Most modern liquid cooled engines employ a pump. The pump ensures a more positive circulation of the coolant and is necessary for engines of high power output and complicated cylinder block and head construction which would not receive adequate cooling from thermo-syphon system.
Many goods vehicles are fitted with tilt cabs which require a low-height coolant radiator to give adequate clear Angeles when swiveling the cap. A header tank mounted on the back of the cab is normally employed on those vehicles.

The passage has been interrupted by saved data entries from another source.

PR #5442, opened 2021-11-30
Time Series: tooltip sort by alphabetical order

japie1235813:
In the list of tooltip sorting method, we remove "default" and replace with "alphabetical order". The alphabetical order is based on the display name.

Screen Shot 2021-11-30 at 1 44 54 PM
Screen Shot 2021-11-30 at 10 38 22 AM

### DIFF
--- a/tensorboard/webapp/metrics/internal_types.ts
+++ b/tensorboard/webapp/metrics/internal_types.ts
@@ -31,6 +31,7 @@ export enum TooltipSort {
   ASCENDING = 'ascending',
   DESCENDING = 'descending',
   NEAREST = 'nearest',
+  ALPHABETICAL = 'Alphabetical',
 }
 
 export enum XAxisType {
--- a/tensorboard/webapp/metrics/internal_types.ts
+++ b/tensorboard/webapp/metrics/internal_types.ts
@@ -27,7 +27,7 @@ export enum PluginType {
 // When editing a value of the enum, please write a backward compatible
 // deserializer in data_source/metrics_data_source.ts.
 export enum TooltipSort {
-  ALPHABETICAL = 'Alphabetical',
+  ALPHABETICAL = 'alphabetical',
   ASCENDING = 'ascending',
   DESCENDING = 'descending',
   NEAREST = 'nearest',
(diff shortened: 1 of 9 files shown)


tensorboard/webapp/metrics/internal_types.ts
```diff
@@ -27,7 +27,7 @@ export enum PluginType {
 // When editing a value of the enum, please write a backward compatible
 // deserializer in data_source/metrics_data_source.ts.
 export enum TooltipSort {
-  DEFAULT = 'default',
+  ALPHABETICAL = 'Alphabetical',
```
stephanwlee, line 30: `ALPHABETICAL = 'alphabetical',` for consistency please.

stephanwlee (commented):
Cool, could you tell me whether changing the setting is "sticky" and is remembered? Also, we may need some migration in case `{tooltipSort: "default"}` is set on local storage to `{tooltipSort: "alphabetical"}`.

japie1235813:
Yes, it's preserved in local storage
Screen Shot 2021-11-30 at 5 20 00 PM
.

for `{tooltipSort: "default"}` under that case the sorting method would be the default (which is `alphabetical`).
Do you feel we need to explicitly change the value in local storage to ` {tooltipSort: "alphabetical"}`? 
(I'm not quite sure how to manually update the local storage when loading, try a couple of things but does not work out)

In new commit I add DEFAULT back and fall to alphabetic when loading the global settings.

tensorboard/webapp/metrics/store/metrics_reducers.ts
```diff
@@ -374,15 +374,18 @@ const reducer = createReducer(
     const metricsSettings: Partial<MetricsSettings> = {};
     if (partialSettings.tooltipSortString) {
       switch (partialSettings.tooltipSortString) {
+        case TooltipSort.DEFAULT:
+          metricsSettings.tooltipSort = TooltipSort.ALPHABETICAL;
+          break;
```
stephanwlee, line 379: alternative: remove these two lines.

stephanwlee (approved):
Tested manually by altering the local storage. Looks like because of the switch statement in the metrics_reducers, everything work as intended. LGTM.

PR #5443, opened 2021-11-30
histogram: clean up v2 code

yatbear:
Remove V2 code.

Ran internally: cl/413690112

#histogram #tpu

### DIFF
--- a/tensorboard/plugins/histogram/summary.py
+++ b/tensorboard/plugins/histogram/summary.py
@@ -35,7 +35,7 @@ from tensorboard.plugins.histogram import metadata
 from tensorboard.plugins.histogram import summary_v2
 
 
-# Export the default versions.
+# Export the V3 versions.
 histogram = summary_v2.histogram
 histogram_pb = summary_v2.histogram_pb
 
--- a/tensorboard/plugins/histogram/summary.py
+++ b/tensorboard/plugins/histogram/summary.py
@@ -35,7 +35,7 @@ from tensorboard.plugins.histogram import metadata
 from tensorboard.plugins.histogram import summary_v2
 
 
-# Export the V3 versions.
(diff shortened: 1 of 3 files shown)


tensorboard/plugins/histogram/summary_v2.py
```diff
@@ -46,217 +38,6 @@
 DEFAULT_BUCKET_COUNT = 30
 
 
-def histogram_v2(name, data, step=None, buckets=None, description=None):
```
nfelt, line 49: Now that we're removing `histogram_v2`, I think it'd make sense to rename `histogram_v3` to just `histogram` (what the v2 one was called prior to the migration). We can then remove the `histogram = histogram_v3` line at the bottom.

When we do that, it might make sense to add a `#`-style comment (not in the docstring, which is public, but just for our own reference) that mentions that this new `histogram` is actually an updated v3 format, not the v2 format, as the filename would imply.

nfelt (approved):
Assumed this was ready for review since it was requested, but could you also mark it non-draft if that's the case?

tensorboard/plugins/histogram/summary_v2.py
yatbear: Renamed and added the comment.

tensorboard/plugins/histogram/summary.py
```diff
@@ -35,12 +35,6 @@
 from tensorboard.plugins.histogram import summary_v2
 
 
-# Export V2 versions.
-histogram_v2 = summary_v2.histogram_v2
-
-# Export V3 versions.
-histogram_v3 = summary_v2.histogram_v3
-
 # Export the default versions.
```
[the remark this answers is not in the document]
yatbear: Done.

PR #5447, opened 2021-12-03
[time-namespaced state] Support generation of time-based namespace ids.

bmd3k:
If enableTimeNamespacedState feature flag is on, generate new time-based namespace ids on any navigation where application declares resetNamespacedState = true.
    
Add support in the routerLink directive for the resetNavigationState property.
    
Googlers, see http://go/tb-time-namespaced-state.


tensorboard/webapp/app_routing/effects/app_routing_effects.ts
```diff
@@ -159,6 +160,7 @@ export class AppRoutingEffects {
         options: {
           replaceState: navigationWithAbsolutePath.replaceState,
           browserInitiated: navigationWithAbsolutePath.browserInitiated,
+          resetNamespacedState: navigationWithAbsolutePath.resetNamespacedState,
```
japie1235813, line 163: Given onPopState is not updated yet, would this value be null?

japie1235813, line 163: Given onPopState is not updated yet, is the value null here?

japie1235813 (approved):

tensorboard/webapp/app_routing/effects/app_routing_effects_test.ts
```diff
@@ -519,6 +521,144 @@ describe('app_routing_effects', () => {
...
+          actions.navigated({
+            before: null,
+            after: buildRoute({
+              routeKind: RouteKind.EXPERIMENTS,
+              pathname: '/experiments',
+            }),
+            // From getActiveNamespaceId().
+            beforeNamespaceId: null,
+            // Value of before + the 5 milliseconds from tick(5000).
+            afterNamespaceId: Date.now().toString(),
```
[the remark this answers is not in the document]
bmd3k: Sorry for the confusion. The comments were out of date. I updated them.

1. In the first test the value is just the value of the mock clock (Date.now()) without any additional time added.
2. In the second test is the initial value of the mock clock + 5000 milliseconds.

tensorboard/webapp/app_routing/effects/app_routing_effects.ts
bmd3k: Actually this handles merge(onNavigationRequested$, onInit$ and onPopState()) so it might not be null because of onNavigationRequested$.

PR #5449, opened 2021-12-06
[npmi] Added Embedding Projection Container

Sparkier:
Added the header for the embedding projection visualization.

* Screenshots of UI changes
image

`bazel test //tensorboard/webapp:karma_test_chromium_local`


japie1235813:
Thanks for the pr. A couple of questions:
1. Could you state at a higher level why creating a new module "embedding-projection" rather than reuse of the <violin-filter> which looks almost identical except for the metric-filter.
2. What is the role/functionality of the projection component? Is it served as filter or for other usages? 

I'm a bit lack of the context could you help to fill me in?

Sparkier:
Sure, in the end this should look something like:
image
Then one can filter annotations based on this UMAP projection. In my screenshot you see a clothing cluster.

I just started with this very small PR to get back into it again and to make it easy for you. If you want to look into the finished code for this (though without tests and not cleaned up), you can find that [here](https://github.com/Sparkier/tensorboard/tree/embeddings_view).

tensorboard/webapp/plugins/npmi/views/embeddings/embeddings_component.scss
```diff
@@ -65,6 +70,14 @@ limitations under the License.
   justify-content: center;
 }
 
+.run-divider {
+  content: '';
+  width: 100%;
+  height: 3px;
+  overflow: hidden;
+  background-color: mat.get-color-from-palette($tb-foreground, divider);
```
japie1235813, line 78: a-z sorted

tensorboard/webapp/plugins/npmi/views/embeddings/embeddings_component.scss
```diff
@@ -65,6 +70,14 @@ limitations under the License.
   justify-content: center;
 }
 
+.run-divider {
+  content: '';
```
japie1235813, line 74: What is the content you want to put here later?
It's not clear to me how you want to use this element. (From the naming I thought it is just a line to divide the run list below.  If my guess is correct, why not just use border attribute?)

japie1235813 (commented):
Thanks for the content and the repo.
 
Not needed for this pr but if you have better data for me to test your future pr, please let me know. (Currently I'm using the demo data from [readme](https://github.com/tensorflow/tensorboard/blob/master/tensorboard/plugins/npmi/README.md#demo-data)

Also it would be helpful if you can state more about the purpose in the description. (for example, if you add some new files, what is the context and rationale) It would be great and more efficient to review the code with less assumption and guessing. 
For example, I was wondering why not reuse violit-filter because it looks almost identical to your embedding-projection. Only after checking a bit on your repo (still not thorough) then I think it's good to keep them separated.

Thanks!

tensorboard/webapp/plugins/npmi/views/embeddings/embeddings_component.scss
Sparkier: Yes, this is just a line for dividing things. This has been used like that in `main_component` as well. I guess either change it everywhere or do it the same, no? What do you suggest?

Sparkier:
> Thanks for the content and the repo.
> 
> Not needed for this pr but if you have better data for me to test your future pr, please let me know. (Currently I'm using the demo data from [readme](https://github.com/tensorflow/tensorboard/blob/master/tensorboard/plugins/npmi/README.md#demo-data)
> 
> Also it would be helpful if you can state more about the purpose in the description. (for example, if you add some new files, what is the context and rationale) It would be great and more efficient to review the code with less assumption and guessing. For example, I was wondering why not reuse violit-filter because it looks almost identical to your embedding-projection. Only after checking a bit on your repo (still not thorough) then I think it's good to keep them separated.
> 
> Thanks!

I do have data I could send you. How can I get that to you?

Yep, will provide more context in the future. I assumed Stephan would review these changes and he would have known more about the project. Now that I know I can provide more context, no problem.

tensorboard/webapp/plugins/npmi/views/embeddings/embeddings_component.scss
japie1235813: I searched a bit but can't find it in `main_component`. Do you mean `grabber`? [link](https://github.com/tensorflow/tensorboard/blob/master/tensorboard/webapp/plugins/npmi/views/main/main_component.scss#L73)

Sparkier:
FYI if I run prettier myself I don't see what the problem is:
image
So it is very hard for me to fix this linter issue.

japie1235813 (approved):
For the data needed to test your future pr, can you simulate the representative data in `npmi_demo_data.py` with instructions on how to test the pr with the data?

Also I think the prettier version is probably different from ci. Could you try running `yarn fix-lint`?

Sparkier:
I will change the demo data in a separate PR. Changed the divider as you suggested.

Sparkier:
@japie1235813, I cannot merge this PR as I do not have the rights to do so. You would need to do that for me.

bmd3k:
I reran the CI and looks good. The approver is OOO so I will merge. Sorry for the delay - thanks for your patience.

PR #5452, opened 2021-12-07
Allow camera to have initial position and look-at vectors.

podlipensky:
Currently in mesh plugin camera is positioned automatically which may not be convenient for applications where the model predicts both scene mesh/point cloud as well as camera position and orientation. This PR will allow to specify initial camera position and orientation as following:
```
const plugin_config = {
  'camera': {
    'position': [0, 0, 0],
    'look_at': [1, 1, 1]
  }
}
```

### DIFF
--- a/tensorboard/plugins/mesh/tf_mesh_dashboard/mesh-viewer.ts
+++ b/tensorboard/plugins/mesh/tf_mesh_dashboard/mesh-viewer.ts
@@ -50,6 +50,8 @@ export class MeshViewer extends THREE.EventDispatcher {
   private _animationFrameIndex?: number;
 
   private _camera?: THREE.PerspectiveCamera;
+  private _init_camera_position?: THREE.Vector3;
+  private _init_camera_look_at?: THREE.Vector3;
   private _cameraControls?: OrbitControls;
   private _renderer: THREE.WebGLRenderer;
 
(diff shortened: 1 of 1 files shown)


tensorboard/plugins/mesh/tf_mesh_dashboard/mesh-viewer.ts
```diff
@@ -50,6 +50,8 @@ export class MeshViewer extends THREE.EventDispatcher {
   private _animationFrameIndex?: number;
 
   private _camera?: THREE.PerspectiveCamera;
+  private _init_camera_position?: THREE.Vector3;
+  private _init_camera_look_at?: THREE.Vector3;
```
stephanwlee, line 54: JavaScript/TypeScript use camelCase instead of snake_case. Here and below. Please fix.

tensorboard/plugins/mesh/tf_mesh_dashboard/mesh-viewer.ts
```diff
@@ -411,11 +428,15 @@ export class MeshViewer extends THREE.EventDispatcher {
...
     // Set camera position and orientation.
-    this.setCameraViewpoint(
-      {x: center.x, y: center.y, z: camera_z},
-      camera_to_far_edge * 3,
-      center
-    );
+    let camera_position = new THREE.Vector3(center.x, center.y, camera_z);
+    if (this._init_camera_position) {
+      camera_position = this._init_camera_position;
+    }
```
stephanwlee, line 434: FYI, this can be rewritten as: 
```ts
const cameraPosition = this._init_camera_position ?? new THREE.Vector3(center.x, center.y, camera_z);
```
This syntactic sugar is not required.

stephanwlee (approved):

PR #5454, opened 2021-12-09
[time-namespaced state] Fix tags and pinned cards on experiments adding/removal

japie1235813:
Previously within a namespace, when experiments are added or removed the load tag metadata is not fired. Now we fire the loading on changes of route id. The key change for this pr is cardMetadataMap is reset. The map contains data from previous route and, because the namespace does not change, the map is outdated (includes card id of removed experiments). It is safe to reset the map because the metadata loaded action is fired after receiving complete tag metadata.

Other corresponding state updated include nextCardToPinnedCopy nextPinnedCardToOriginal.

### DIFF
--- a/tensorboard/webapp/metrics/store/metrics_reducers.ts
+++ b/tensorboard/webapp/metrics/store/metrics_reducers.ts
@@ -53,7 +53,7 @@ import {
   getCardId,
   getRunIds,
   getTimeSeriesLoadable,
-  updateCardMap,
+  updateCardMaps,
 } from './metrics_store_internal_utils';
 import {
   CardMetadataMap,
@@ -486,8 +486,6 @@ const reducer = createReducer(
         images: tagMetadata[PluginType.IMAGES],
       };
 
-      // Reset cardMetadataMap because metadata loaded action fired after
-      // complete tag metadata is received.
       const newCardMetadataMap = {} as CardMetadataMap;
       const nextCardMetadataList = buildCardMetadataList(nextTagMetadata);
       const nextCardList = [];
@@ -514,13 +512,16 @@ const reducer = createReducer(
         }
       }
 
-      const {nextCardToPinnedCopy,
-             nextPinnedCardToOriginal,
-             nextCardMetadataMap}
-          = updateCardMap(state.cardToPinnedCopy,
-                          state.pinnedCardToOriginal,
-                          newCardMetadataMap,
-                          nextCardList);
+      const {
+        nextCardToPinnedCopy,
+        nextPinnedCardToOriginal,
+        nextCardMetadataMap,
+      } = updateCardMaps(
+        state.cardToPinnedCopy,
+        state.pinnedCardToOriginal,
+        newCardMetadataMap,
+        nextCardList
+      );
 
       const resolvedResult = buildOrReturnStateWithUnresolvedImportedPins(
         state.unresolvedImportedPinnedCards,
--- a/tensorboard/webapp/metrics/store/metrics_reducers.ts
+++ b/tensorboard/webapp/metrics/store/metrics_reducers.ts
@@ -50,10 +50,10 @@ import {
   canCreateNewPins,
   createPluginDataWithLoadable,
   createRunToLoadState,
+  generateNextPinnedCardMappings,
   getCardId,
   getRunIds,
   getTimeSeriesLoadable,
-  updatePinnedCardMappingsUnderNamespaceUnchanged,
 } from './metrics_store_internal_utils';
 import {
   CardMetadataMap,
@@ -280,8 +280,8 @@ const {initialState, reducers: routeContextReducer} = createRouteContextedState<
     return {
       ...state,
       // We want to trigger tag metadata to reload every time route id changed, which is
-      // needed wthin the same namespace.
-      // TODO(japie1235813):moves the reload trigging to a proper place.
+      // needed within the same namespace.
+      // TODO(japie1235813):moves the reload triggering to a proper place.
       tagMetadataLoadState: {
         state: DataLoadState.NOT_LOADED,
         lastLoadedTimeInMs: null,
@@ -513,20 +513,22 @@ const reducer = createReducer(
         }
       }
 
-      // Updates pinned/original card id mapping and cardmetadatamap because
-      // they are routeful state and remain unchanged under the same namespace.
-      // The mappings are outdated under experiments removal.
-      // The outputs remain the same on the namespace changed.
+      // Generates next pinned/original card id mapping because they are routeful
+      // state and remain unchanged under the same namespace.
       const {
         nextCardToPinnedCopy,
         nextPinnedCardToOriginal,
-        nextCardMetadataMap,
-      } = updatePinnedCardMappingsUnderNamespaceUnchanged(
+        pinnedCardMetadataMap,
+      } = generateNextPinnedCardMappings(
         state.cardToPinnedCopy,
         state.pinnedCardToOriginal,
         newCardMetadataMap,
         nextCardList
       );
+      const nextCardMetadataMap = {
+        ...newCardMetadataMap,
+        ...pinnedCardMetadataMap,
+      };
 
       const resolvedResult = buildOrReturnStateWithUnresolvedImportedPins(
         state.unresolvedImportedPinnedCards,
--- a/tensorboard/webapp/metrics/store/metrics_reducers.ts
+++ b/tensorboard/webapp/metrics/store/metrics_reducers.ts
@@ -50,6 +50,7 @@ import {
   canCreateNewPins,
   createPluginDataWithLoadable,
   createRunToLoadState,
+  generateNextCardStepIndex,
   generateNextPinnedCardMappings,
   getCardId,
   getRunIds,
@@ -530,13 +531,18 @@ const reducer = createReducer(
         ...pinnedCardMetadataMap,
       };
 
+      const nextCardStepIndex = generateNextCardStepIndex(
+        state.cardStepIndex,
+        nextCardMetadataMap
+      );
+
       const resolvedResult = buildOrReturnStateWithUnresolvedImportedPins(
         state.unresolvedImportedPinnedCards,
         nextCardList,
         nextCardMetadataMap,
         nextCardToPinnedCopy,
         nextPinnedCardToOriginal,
-        state.cardStepIndex
+        nextCardStepIndex
       );
 
       return {
--- a/tensorboard/webapp/metrics/store/metrics_reducers.ts
+++ b/tensorboard/webapp/metrics/store/metrics_reducers.ts
@@ -53,6 +53,7 @@ import {
   getCardId,
   getRunIds,
   getTimeSeriesLoadable,
+  updateCardMap,
 } from './metrics_store_internal_utils';
 import {
   CardMetadataMap,
@@ -278,6 +279,12 @@ const {initialState, reducers: routeContextReducer} = createRouteContextedState<
   (state) => {
     return {
       ...state,
+      // Forces tag metadata to reload every time route id changed. This is
+      // needed wthin the same namespace.
+      tagMetadataLoadState: {
+        state: DataLoadState.NOT_LOADED,
+        lastLoadedTimeInMs: null,
+      },
       // Reset visible cards in case we resume a route that was left dirty.
       // Since visibility tracking is async, the state may not have received
       // 'exited card' updates when it was cached by the router.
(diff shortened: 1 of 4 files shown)


tensorboard/webapp/metrics/store/metrics_store_internal_utils_test.ts
```diff
@@ -502,4 +504,104 @@ describe('metrics store utils', () => {
       expect(canCreateNewPins(state)).toBe(false);
     });
   });
+
+  describe('updateCardMaps', () => {
```
bmd3k, line 508: Although I appreciate the modularity of breaking this up into updateCardMaps(), I think at least some of the testing for this use case needs to be done at the reducer level. This new logic is a core but subtle behavior of a very complex reducer.

* Keeping it disjoint like this actually makes it more difficult to reason out what the behavior of the reducer is supposed to be.

* Keeping it disjoint makes the reducer more difficult to successfully refactor without introducing bugs. A key goal should be: Someone should be able to refactor the reducer logic and have strong certainty that these use cases haven't been broken. (I personally would like to hack around with this reducer code to see if we can greatly simplify it and having the tests at the reducer level would make this easier).

tensorboard/webapp/metrics/store/metrics_reducers.ts
```diff
@@ -512,12 +513,23 @@ const reducer = createReducer(
...
       }
 
-      const resolvedResult = buildOrReturnStateWithUnresolvedImportedPins(
-        state.unresolvedImportedPinnedCards,
-        newCardIds,
+      const {
+        nextCardToPinnedCopy,
+        nextPinnedCardToOriginal,
         nextCardMetadataMap,
+      } = updateCardMaps(
```
bmd3k, line 520: Can you explain why we need to pass state.cardToPinnedCopy and state.pinnedCardToOriginal to this function, rather than just starting from scratch?

tensorboard/webapp/metrics/store/metrics_store_internal_utils_test.ts
bmd3k: Just want to clarify: I think its fine to keep updateCardMaps() but I think some of the testing needs to be moved or duplicated in metrics_reducers_test.

japie1235813: Thanks for the clarification and suggestion. I was thinking of the duplicated tests too and thought maybe they should not be duplicated. On the other hand, it also does not hurt to add more tests. I will just add tests for the method for future easiness of refactoring.

tensorboard/webapp/metrics/store/metrics_reducers.ts
japie1235813: Without passing these functions we don't have information to construct the maps. CardList contains a list of ids, `cardMetadataMap`, which is built from scratch in this change, maps `CardId` to card data (tag, runId etc). 
(due to the same reason we need to put back the pinned-original card id mapping to `cardMetadataMap`)

tensorboard/webapp/metrics/store/metrics_reducers.ts
```diff
@@ -278,6 +279,13 @@ const {initialState, reducers: routeContextReducer} = createRouteContextedState<
   (state) => {
     return {
       ...state,
+      // We want to trigger tag metadata to reload every time route id changed, which is
+      // needed wthin the same namespace.
```
bmd3k, line 283: wthin => within

tensorboard/webapp/metrics/store/metrics_reducers.ts
```diff
@@ -278,6 +279,13 @@ const {initialState, reducers: routeContextReducer} = createRouteContextedState<
...
+      // TODO(japie1235813):moves the reload trigging to a proper place.
```
bmd3k, line 284: trigging => triggering

tensorboard/webapp/metrics/store/metrics_reducers.ts
```diff
@@ -511,12 +513,27 @@ const reducer = createReducer(
         }
       }
 
-      const resolvedResult = buildOrReturnStateWithUnresolvedImportedPins(
-        state.unresolvedImportedPinnedCards,
-        newCardIds,
+      // Updates pinned/original card id mapping and cardmetadatamap because
```
bmd3k, line 516: On second thought, if you make changes to the documentation and API that I describe, then you probably don't need this comment.

tensorboard/webapp/metrics/store/metrics_reducers_test.ts
```diff
@@ -302,6 +303,179 @@ describe('metrics reducers', () => {
...
+      expect(nextState.cardList).toEqual(expectedState.cardList);
+      expect(nextState.cardToPinnedCopy).toEqual(
+        expectedState.cardToPinnedCopy
+      );
+      expect(nextState.pinnedCardToOriginal).toEqual(
+        expectedState.pinnedCardToOriginal
+      );
+    });
+
+    it('updates cardMetadataMap and remains pinned/original cards mapping unchanged on non-pinned cards removal', () => {
```
bmd3k, line 368: remains => keeps?

tensorboard/webapp/metrics/store/metrics_reducers.ts
bmd3k: I understand better now - I thought we could build these maps without looking at previous state but I realize now that isn't possible.

tensorboard/webapp/metrics/store/metrics_reducers_test.ts
```diff
@@ -423,13 +597,23 @@ describe('metrics reducers', () => {
...
+
       const action = actions.metricsTagMetadataLoaded({tagMetadata});
       const nextState = reducers(beforeState, action);
 
-      expect(nextState.cardMetadataMap['<cardId>']).toEqual(
-        createScalarCardMetadata()
+      const expectedCardMetadataMap: CardMetadataMap = {};
+      expectedCardMetadataMap[cardId] = cardMetadata;
+
+      expect(nextState.cardMetadataMap['<cardId>']).not.toBe(origCardMetadata);
```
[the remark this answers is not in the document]
japie1235813: undefined or null does not work out because it checks type. To be concrete the meesage is
```
 Argument of type 'undefined' is not assignable to parameter of type 'Expected<CardMetadata>'.
```

I replace it with `hasOwnProperty`
```
expect(nextState.cardMetadataMap.hasOwnProperty('<cardId>')).toBe(false);
```

tensorboard/webapp/metrics/store/metrics_store_internal_utils.ts
```diff
@@ -295,6 +295,55 @@ export function buildOrReturnStateWithPinnedCopy(
...
+ * mapping of removed experiments. This function handles the mappings.
+ * In the reducer nextCardmetadatamap is created from empty instead of
+ * preserving the previous map, which might also contain outdated mapping due to
+ * the same reason. To preserve the pinned card mapping we need to adding the
+ * pinned card mappng to cardmetadatamap.
+ */
+export function updatePinnedCardMappingsUnderNamespaceUnchanged(
+  cardToPinnedCopy: CardToPinnedCard,
+  pinnedCardToOriginal: PinnedCardToCard,
+  nextCardMetadataMap: CardMetadataMap,
```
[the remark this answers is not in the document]
japie1235813: Thanks for the suggestion! I like the suggested flow of return all newly created mapping. Updated

tensorboard/webapp/metrics/store/metrics_reducers_test.ts
```diff
@@ -302,6 +303,283 @@ describe('metrics reducers', () => {
...
+      const pinnedCopyId2 = getPinnedCardId(cardId2);
+      const beforeState = buildMetricsState({
+        cardMetadataMap: {
+          [cardId1]: cardMetadata1,
+          [cardId2]: cardMetadata2,
+          [pinnedCopyId1]: cardMetadata1,
+          [pinnedCopyId2]: cardMetadata2,
+        },
+        cardStepIndex: {
+          [pinnedCopyId1]: 1,
```
bmd3k, line 499: Could/should cardId1 also have an entry here?

tensorboard/webapp/metrics/store/metrics_reducers_test.ts
```diff
@@ -302,6 +303,283 @@ describe('metrics reducers', () => {
...
+      });
+      const nextState = reducers(beforeState, action);
+
+      const expectedState = buildMetricsState({
+        cardMetadataMap: {
+          [cardId1]: cardMetadata1,
+          [pinnedCopyId1]: cardMetadata1,
+        },
+        cardStepIndex: {
+          [pinnedCopyId1]: 1,
```
bmd3k, line 529: Same: should cardid1 also be here?

tensorboard/webapp/metrics/store/metrics_store_internal_utils.ts
```diff
@@ -295,6 +295,55 @@ export function buildOrReturnStateWithPinnedCopy(
   };
 }
 
+/**
+ * Returns updated cardToPinnedCopy, pinnedCardToOriginal, and cardMetadataMap.
```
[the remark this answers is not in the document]
bmd3k: I still think some adjustments to documentation would be helpful. Note that I'm also implicitly suggesting renaming cardToPinnedCopy to previousCardToPinnedCopy.

tensorboard/webapp/metrics/store/metrics_store_internal_utils.ts
```diff
@@ -295,6 +295,55 @@ export function buildOrReturnStateWithPinnedCopy(
...
+  nextCardList: CardId[]
+) {
+  const nextCardToPinnedCopy = new Map() as CardToPinnedCard;
+  for (const cardId of nextCardList) {
+    if (cardToPinnedCopy.has(cardId)) {
+      nextCardToPinnedCopy.set(cardId, cardToPinnedCopy.get(cardId)!);
+    }
+  }
+
+  const nextPinnedCardToOriginal = new Map(pinnedCardToOriginal);
```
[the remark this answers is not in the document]
bmd3k: I still think this is good cleanup to do.

In fact, could you have just a single for loop for the entire function?

```
  const nextCardToPinnedCopy = new Map() as CardToPinnedCard;
  const nextPinnedCardToOriginal = new Map() as PinnedCardToCard; 
  const pinnedCardMetadataMap = {} as CardMetadataMap;
  for (const cardId of nextCardList) {
    if (cardToPinnedCopy.has(cardId)) {
      const pinnedCardId = cardToPinnedCopy.get(cardId)!
      nextCardToPinnedCopy.set(cardId, pinnedCardId);
      nextPinnedCardToOriginal.set(pinnedCardId, cardId);
      pinnedCardMetadataMap[pinnedCardId] = nextCardMetadataMap[pinnedCardId];
    }
  }

  return {nextCardToPinnedCopy, nextPinnedCardToOriginal, pinnedCardMetadataMap};
```

tensorboard/webapp/metrics/store/metrics_store_internal_utils.ts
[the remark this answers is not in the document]
bmd3k: Thanks.

tensorboard/webapp/metrics/store/metrics_store_internal_utils.ts
```diff
@@ -295,6 +295,55 @@ export function buildOrReturnStateWithPinnedCopy(
...
+ * preserving the previous map, which might also contain outdated mapping due to
+ * the same reason. To preserve the pinned card mapping we need to adding the
+ * pinned card mappng to cardmetadatamap.
+ */
+export function updatePinnedCardMappingsUnderNamespaceUnchanged(
+  cardToPinnedCopy: CardToPinnedCard,
+  pinnedCardToOriginal: PinnedCardToCard,
+  nextCardMetadataMap: CardMetadataMap,
+  nextCardList: CardId[]
+) {
```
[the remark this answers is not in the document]
bmd3k: Thanks for taking care of this.

tensorboard/webapp/metrics/store/metrics_store_internal_utils.ts
```diff
@@ -295,6 +295,72 @@ export function buildOrReturnStateWithPinnedCopy(
...
+    nextPinnedCardToOriginal,
+    pinnedCardMetadataMap,
+  };
+}
+
+/**
+ * Removes cards not in cardMetadataMap from cardStepIndex mapping.
+ */
+export function generateNextCardStepIndex(
+  cardStepIndex: CardStepIndexMap,
```
bmd3k, line 352: For consistency with generateNextPinnedCardMappings function, I'd recommend renaming these arguments to previousCardStepIndex and nextCardMetadataMap.

bmd3k (approved):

This type of pump employs a disc-shaped impeller with widely spaced vanes on one side. The vanes are usually, but not always, deeper at the impeller centre than at the edge, and they may be straight or curved. The impeller is secured to one end of its driving shaft and the drive pulley and fan assembly are secured at the other end, the shaft being mounted in bearings which are housed in the pump casing. A special grease is normally used to pre-pack the pump bearings during assembly, and they do not required any attention in service.
How impeller pump works
When an engine is running, the impeller rotates, coolant enter the pump inlet and passes to the centre of the impeller which forces the coolant by centrifugal force along the vanes to their outer edges. It is flung off the impeller and directed to the pump outlet. If the thermostat valve is closed, the coolant leaving the pump is returned to the pump inlet via a bypass passage which may be internal or external. This type of pump does not operate with high delivery pressure and it is not used with some of the larger heavy vehicle engines for this reason.